*** Opening of Exercise data ***

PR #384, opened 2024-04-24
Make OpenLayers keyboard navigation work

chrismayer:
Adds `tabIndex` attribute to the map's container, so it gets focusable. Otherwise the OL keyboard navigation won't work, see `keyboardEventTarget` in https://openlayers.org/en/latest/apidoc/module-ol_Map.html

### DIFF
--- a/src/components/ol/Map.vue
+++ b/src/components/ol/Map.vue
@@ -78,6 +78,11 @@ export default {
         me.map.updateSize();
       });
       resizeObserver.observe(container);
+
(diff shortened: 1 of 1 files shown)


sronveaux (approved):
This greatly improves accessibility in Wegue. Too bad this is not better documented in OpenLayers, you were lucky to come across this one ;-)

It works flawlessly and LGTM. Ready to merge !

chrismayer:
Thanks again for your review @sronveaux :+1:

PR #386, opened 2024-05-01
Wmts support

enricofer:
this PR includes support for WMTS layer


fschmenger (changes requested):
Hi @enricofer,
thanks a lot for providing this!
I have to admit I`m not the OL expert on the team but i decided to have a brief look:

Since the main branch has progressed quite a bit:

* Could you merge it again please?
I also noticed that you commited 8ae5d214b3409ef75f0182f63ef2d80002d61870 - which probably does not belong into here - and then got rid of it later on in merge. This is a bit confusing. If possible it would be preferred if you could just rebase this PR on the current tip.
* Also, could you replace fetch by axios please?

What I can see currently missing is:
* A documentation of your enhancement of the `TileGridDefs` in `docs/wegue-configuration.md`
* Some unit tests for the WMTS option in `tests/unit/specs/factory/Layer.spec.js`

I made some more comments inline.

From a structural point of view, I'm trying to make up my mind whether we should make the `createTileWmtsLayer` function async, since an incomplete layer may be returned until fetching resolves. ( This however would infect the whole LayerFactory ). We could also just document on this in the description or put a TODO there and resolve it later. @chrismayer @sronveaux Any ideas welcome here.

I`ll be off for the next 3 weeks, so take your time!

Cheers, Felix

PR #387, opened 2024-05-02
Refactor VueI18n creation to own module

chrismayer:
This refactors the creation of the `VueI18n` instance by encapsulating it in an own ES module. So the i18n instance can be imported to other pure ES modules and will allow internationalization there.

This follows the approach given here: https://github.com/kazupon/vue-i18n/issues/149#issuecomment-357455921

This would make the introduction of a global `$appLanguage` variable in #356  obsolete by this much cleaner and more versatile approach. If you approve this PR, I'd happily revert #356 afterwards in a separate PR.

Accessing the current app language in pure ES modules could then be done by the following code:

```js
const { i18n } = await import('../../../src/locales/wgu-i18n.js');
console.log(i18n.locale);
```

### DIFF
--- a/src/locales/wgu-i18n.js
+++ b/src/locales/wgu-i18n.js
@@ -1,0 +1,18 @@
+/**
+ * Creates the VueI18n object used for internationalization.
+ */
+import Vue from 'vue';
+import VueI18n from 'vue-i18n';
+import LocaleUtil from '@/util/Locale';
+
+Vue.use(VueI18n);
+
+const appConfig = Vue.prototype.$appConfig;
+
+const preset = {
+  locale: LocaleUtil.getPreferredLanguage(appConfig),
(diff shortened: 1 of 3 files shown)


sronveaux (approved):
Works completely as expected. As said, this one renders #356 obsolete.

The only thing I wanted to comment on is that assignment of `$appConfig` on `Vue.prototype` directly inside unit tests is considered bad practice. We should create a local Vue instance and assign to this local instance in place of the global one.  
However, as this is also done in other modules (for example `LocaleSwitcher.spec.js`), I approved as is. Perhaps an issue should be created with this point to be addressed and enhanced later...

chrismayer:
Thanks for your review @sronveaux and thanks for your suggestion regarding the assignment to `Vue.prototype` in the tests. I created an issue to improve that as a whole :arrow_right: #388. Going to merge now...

*** Close of Exercise data ***
*** Opening of Exercise data ***

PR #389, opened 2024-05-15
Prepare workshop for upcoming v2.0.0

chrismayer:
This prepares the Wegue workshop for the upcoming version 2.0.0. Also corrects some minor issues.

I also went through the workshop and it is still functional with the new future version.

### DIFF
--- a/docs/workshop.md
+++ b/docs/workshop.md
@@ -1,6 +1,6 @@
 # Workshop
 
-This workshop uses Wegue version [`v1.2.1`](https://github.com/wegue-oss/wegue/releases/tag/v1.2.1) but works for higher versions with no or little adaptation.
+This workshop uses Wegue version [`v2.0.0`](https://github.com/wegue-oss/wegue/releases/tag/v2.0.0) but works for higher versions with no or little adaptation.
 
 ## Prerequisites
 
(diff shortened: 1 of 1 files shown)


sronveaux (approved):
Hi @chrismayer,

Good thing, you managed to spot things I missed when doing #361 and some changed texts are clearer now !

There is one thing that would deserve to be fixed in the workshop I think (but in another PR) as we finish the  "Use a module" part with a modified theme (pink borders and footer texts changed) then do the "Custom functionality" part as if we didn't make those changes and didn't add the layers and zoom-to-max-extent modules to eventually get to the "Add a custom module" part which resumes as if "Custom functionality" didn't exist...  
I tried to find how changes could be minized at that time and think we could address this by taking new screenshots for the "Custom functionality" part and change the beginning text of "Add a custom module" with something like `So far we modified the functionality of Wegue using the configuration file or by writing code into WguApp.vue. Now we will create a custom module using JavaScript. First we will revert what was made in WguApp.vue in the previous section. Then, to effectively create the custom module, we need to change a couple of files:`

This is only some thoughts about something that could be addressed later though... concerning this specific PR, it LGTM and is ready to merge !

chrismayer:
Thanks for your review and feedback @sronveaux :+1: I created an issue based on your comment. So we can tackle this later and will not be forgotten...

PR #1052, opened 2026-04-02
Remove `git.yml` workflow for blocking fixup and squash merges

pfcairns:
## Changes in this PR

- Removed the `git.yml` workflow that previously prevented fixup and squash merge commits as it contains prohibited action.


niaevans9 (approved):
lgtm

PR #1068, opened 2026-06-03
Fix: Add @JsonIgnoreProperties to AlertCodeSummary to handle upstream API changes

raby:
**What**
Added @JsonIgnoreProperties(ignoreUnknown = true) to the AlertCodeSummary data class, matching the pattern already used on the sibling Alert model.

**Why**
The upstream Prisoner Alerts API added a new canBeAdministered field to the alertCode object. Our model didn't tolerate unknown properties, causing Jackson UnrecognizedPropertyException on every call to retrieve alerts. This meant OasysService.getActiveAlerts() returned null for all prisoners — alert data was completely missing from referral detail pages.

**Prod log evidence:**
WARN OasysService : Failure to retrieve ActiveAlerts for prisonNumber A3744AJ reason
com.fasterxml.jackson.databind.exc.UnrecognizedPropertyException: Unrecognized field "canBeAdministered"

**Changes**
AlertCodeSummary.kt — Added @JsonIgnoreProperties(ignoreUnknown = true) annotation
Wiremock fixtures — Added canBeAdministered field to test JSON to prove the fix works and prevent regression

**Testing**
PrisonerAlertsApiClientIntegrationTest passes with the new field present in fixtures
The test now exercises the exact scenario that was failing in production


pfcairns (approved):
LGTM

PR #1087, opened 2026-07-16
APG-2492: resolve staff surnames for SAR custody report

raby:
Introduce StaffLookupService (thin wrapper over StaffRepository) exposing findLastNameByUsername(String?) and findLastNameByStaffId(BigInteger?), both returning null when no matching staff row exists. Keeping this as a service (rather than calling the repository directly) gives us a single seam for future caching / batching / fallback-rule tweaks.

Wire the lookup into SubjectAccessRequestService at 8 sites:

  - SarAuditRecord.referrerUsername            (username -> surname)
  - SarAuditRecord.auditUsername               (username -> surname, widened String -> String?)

*** Close of Exercise data ***

Reproduce exactly the lines above from the line with "PR #384, opened 2024-04-24" to the line with "This greatly improves", including both, and add nothing.

PR #384, opened 2024-04-24
Make OpenLayers keyboard navigation work

chrismayer:
Adds `tabIndex` attribute to the map's container, so it gets focusable. Otherwise the OL keyboard navigation won't work, see `keyboardEventTarget` in https://openlayers.org/en/latest/apidoc/module-ol_Map.html

### DIFF
--- a/src/components/ol/Map.vue
+++ b/src/components/ol/Map.vue
@@ -78,6 +78,11 @@ export default {
         me.map.updateSize();
       });
       resizeObserver.observe(container);
+
(diff shortened: 1 of 1 files shown)


sronveaux (approved):
This greatly improves accessibility in Wegue. Too bad this is not better documented in OpenLayers, you were lucky to come across this one ;-)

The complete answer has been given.